By default new fields appear in the MISC step (screen) of the deposit process for users. which can be changed by editing the workflow.

9:53: configuration (via web interface), fairly crude at the moment but looks to be useful (though not turned on for the demo repository), basically can edit things that are in cfg files. plan to turn this in to a full user interface in the future (not sure if for 3.1 or beyond).

9:58: running through some of the thins in the cfg files, such as how to make a field mandatory only for theses.

Quality Assurance. ideas of an ‘issue’ (something amiss) and an ‘audit’.

issue: stale, missing metadata. issues reported by item and also aggregated by depository.notification of issues can be emailed to authors. We cn define all this, i.e. what counts as an issue in the cfg files. can also check for duplicates (good as it will make my god awful script we use at Sussex obsolete).

Can have a nightly audit, and see if anyone has acted on the alerts and issues. reports can be generated for people.

10:07: batched editing. do a search and then batched change any fields for those search results. nice. running short of time so not demo’ing.
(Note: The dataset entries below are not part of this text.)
Issue #277, opened 2022-01-06
Add pycodestyle run to CI


spbnick:
Add a run of pycodestyle on kcidb code to GitHub "test" workflow.

mrbazzan:
Can I pick this up?

spbnick:
Sure! Would be great, Abdulwasiu :) Note that the docs will need updating, though, to comply with pydocstyle requirements.

octonawish-akcodes:
Can you assign this to me sir, I am very close to fix this :)

spbnick:
Sure thing :grin:

PR #370, opened 2023-03-07
pydocstyle run added in CI

octonawish-akcodes:
These changes will fix issue #277 
Needed reviews @spbnick

### DIFF
--- a/.github/workflows/test.yml
+++ b/.github/workflows/test.yml
@@ -60,6 +60,8 @@ jobs:
         run: "flake8 kcidb *.py"
       - name: Check python sources with pylint
         run: "pylint kcidb *.py"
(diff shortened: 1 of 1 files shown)


spbnick:
Thanks a lot, Abhishek. However, I made a mistake in the original issue, and it should be `pydocstyle`, not `pycodestyle` :see_no_evil: Fixed that now.

Resolving the issue should also include modifying the code/docstrings to comply with the tool's requirements where possible/makes sense, so CI keeps passing. So it's OK if you find that too much work for this contribution period (I know you're trying to make as many contributions as possible).

spbnick:
Closing this for now to keep the list of PRs cleaner.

manage deposits screen (for users) icons on the right of each item of yours, to see, delete, move, etc. you change what columns you see on this screen by using icons at the bottom of the screen, can also move them around.
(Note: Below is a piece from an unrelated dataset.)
PR #383, opened 2023-03-09
doc: Re-created administrator guide workflow diagram using mermaid js

### LINKED ISSUE #240: Consider redrawing architecture diagram using Mermaid
@gctucker [said earlier](https://github.com/kernelci/kcidb/pull/238#discussion_r753338087):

Impact Evidence: citation tracking, researchers can track citations counts and rank papers. volatile fields don’t change the history of a record. download counts from irstat.
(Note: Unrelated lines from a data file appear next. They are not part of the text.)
PR #389, opened 2023-03-13
tests: Ignore SSL errors when validating

spbnick:
Ignore SSL errors (such as invalid or expired certificate) when validating the test catalog, since we're only verifying that the resource is there, and because that happens sometimes due to neglect, and not because the test's website went away. Otherwise our CI breaks.


spbnick:
Thanks, Tales, merging!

Better bibliographies. can reorder, choose what to view, better control. this is very much needed as different researchers want their publication list in a different way. uses stylesheets.

Complex objects: all public objects have official URIs. expanded document-level metadata .

Versioning (based on VERSION project). ‘simple and useful’. pubished material ‘pre post or reprints’. unpublished materail, early draft, working paper. looks good.

10:19: Improve Document uploader. can upload a zip file of many files.

10:25 discussion about versions, e.g. how a user may add a draft (with limited metadata) and then go on and re-edit the item later on when they have a published version.

‘Contributers’ field. roles taken from dc relator names (225). large list of roles, may want to cut down.

A new skin, but not for 3.1 – i.e. record/abstract page will show a thumbnail of the item at the top, because the item is the important thing not the metadata (which is what is emphasised in the ui at the moment), i.e. in the same way that flickr shows the photo as the main thing on the page, and metadata at the bottom, good idea. new layout looks good.

Future: no time to talk: cloud computing, amazon eprints services perhaps (you just sign up to a IR on amazon and one is automatically created). On top of Fedora (saw folks on IRC talking about the same for Dspace the other day), or the Microsoft offering just announced. In a box (i.e. comes out the box as a pre-installed server) honeycomb.